Oh, trust me, far more concerned about sorting out this mess than the relationship - that was just the "icing on the shit cake," which was probably also partially projection.

His response will have to be seen - I don't need anyone to save me, I'll deal with the situation I (ultimately over my life choices) put myself into, doesn't mean some supportive comments aren't nice to have, but no, not a need for my survival - but doesn't make for much of a relationship, either.

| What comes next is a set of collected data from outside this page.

PR #5528, opened 2022-06-14
Change rule type to use polymorphic variants

kopecs:
Instead of using a normal variant for the mode field this changes the
rule type (`Rule.rule` -> `'mode Rule.rule_info`; `Rule.rule` is now an
alias for this with `'mode` as either a polymorphic variant for search
or taint) to be parameterised over a type variable `'mode` which is
instantiated to be specific polymorphic variants depending on the mode
of the rule.

This allows us to have functions which take/return rules where the modes
are restricted to a subset of all possible modes. Having this capability
is useful for if/when we have additional modes and, e.g., we want to
have a function take both search and taint rules but not rules having
other modes.

This just does the initial refactoring to change the main rule type and
some low-hanging fruit around the
`Match_{search,tainting}_mode.check_rule` types. There is probably some
additional refactoring which can be done to avoid redundant matches.

PR checklist:

- [x] Changelog is up-to-date


semgrep-core/src/core/Rule.ml
```diff
@@ -226,20 +216,34 @@ and paths = {
...
 
+type search_rule = [ `Search of common * pformula ] [@@deriving show]
+type taint_rule = [ `Taint of common * taint_spec ] [@@deriving show]
+type rule = [ search_rule | taint_rule ] [@@deriving show]
+
 (* alias *)
 type t = rule [@@deriving show]
 type rules = rule list [@@deriving show]
 
+let id (`Search (c, _) | `Taint (c, _)) = c.id
```
mmcqd: Having to write all these helpers and keep them updated is pretty annoying, wonder if there's a ppx deriving extension that will do this?

semgrep-core/src/core/Rule.ml
```diff
@@ -226,20 +216,34 @@ and paths = {
...
+let fix_regexp (`Search (c, _) | `Taint (c, _)) = c.fix_regexp
+let paths (`Search (c, _) | `Taint (c, _)) = c.paths
+let metadata (`Search (c, _) | `Taint (c, _)) = c.metadata
+
 (*****************************************************************************)
 (* Helpers *)
 (*****************************************************************************)
 
-let partition_rules rules =
+let partition_rules (rules : rules) =
```
mmcqd: Don't need to fix it in this PR but this function seems kind of pointless now, since it basically just renames constructors

semgrep-core/src/engine/Match_rules.ml
```diff
@@ -95,25 +95,25 @@ let check ~match_hook ~timeout ~timeout_threshold default_config rules xtarget =
...
+             let rule_id = R.id r |> fst in
              Rule.last_matched_rule := Some rule_id;
              Common.profile_code (spf "real_rule:%s" rule_id) (fun () ->
                  let match_result =
                    timeout_function r file timeout (fun () ->
                        (* dispatching *)
-                       match r.R.mode with
-                       | Search pformula ->
+                       match r with
+                       | `Search _ as r ->
```
mmcqd: You don't need `as r` here because `r` is already bound to the rule

semgrep-core/src/metachecking/Check_rule.ml
```diff
@@ -171,13 +171,13 @@ let check_formula env (lang : Xlang.t) f =
 (*****************************************************************************)
 
 let check r =
-  let rule_id = fst r.id in
+  let rule_id = R.id r |> fst in
   (* less: maybe we could also have formula_old specific checks *)
-  match r.mode with
-  | Rule.Search pf ->
+  match r with
+  | `Search (_, pf) as r ->
```
mmcqd: same deal with the `as r`

mmcqd (commented):
Will wait on others for approval, but generally looks good to me. I think this doesn't make much of a difference right now, but I can imagine the usefulness once we add your Extract mode and we start needing non singleton subsets of rule modes as arguments.

semgrep-core/src/engine/Match_rules.ml
kopecs: You do, because otherwise the compiler doesn't know we're in the specific variant.

semgrep-core/src/metachecking/Check_rule.ml
kopecs: Ditto

semgrep-core/src/core/Rule.ml
kopecs: I think it's still useful, because it lets us go from a mixed list to two unmixed lists (N-many for N modes).

mmcqd: actually just kidding I did not know what `partition` does lol

semgrep-core/src/core/Rule.ml
kopecs: I don't think there would be, and if we have some fields only shared for a couple modes then we'll probably have to do something like this anyway unfortunately. I don't think it'll be too burdensome though.

IagoAbal: It may be worth considering having a `common : rule -> common` function, and then write all the functions below in terms of that, e.g. `let message rule = (common rule).message`.

kopecs: My only concern there would be wrt how "common" some of the data search and taint share would be to other modes (e.g., `severity`, `fix`)

aryx:
meh, not convinced.

semgrep-core/src/core/Rule.ml
aryx: We could also make a polymorphic rule_
type 'mode rule_ = {
   id: ...
   message:
   mode: 'mode;
 }
and then define the mode = `Tainting of ... | `Search of ...
and then you can type rule = mode rule_
type tainting_rule = [`Tainting of ...] rule_
?

IagoAbal: I agree with @aryx here it's worth trying this. I believe subtyping also applies when using polymorphic variants as type parameters.

kopecs: > I believe subtyping also applies when using polymorphic variants as type parameters.

I couldn't find docs which mention variance explicitly, but a couple examples in the repl seemed to be fine, so I'm thinking the same.

Going to implement it like suggested above and see how much better/worse it is.

aryx (approved):

aryx:
better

We shall see, time will tell on this one.


----------



## pwowq (Aug 7, 2016)

Coonsy said:


> *Guys, would this scare you off of a woman?*


I don't know.

But, if he did get scared away from you he's not willing to commit at all. Relationships aren't always happy and nice times. Sometimes people break.


----------



## mia-me (Feb 5, 2021)

If he leaves, you just dodged a silver bullet.


----------



## Coonsy (Dec 22, 2010)

Well, it appears at this point I didn't scare him off yet. He hasn't offered a ton of "support" but I'm not the "come save me" type of girl anyways. He's had a couple suggestions, and if I end up not finding an alternative, he'd rent me some space before letting me go live out of my cargo trailer (which is still my 3rd option). We had a nice relaxing weekend, so appreciated having some time to just chill a bit too rather than over thinking the situation like I'm prone to doing.


----------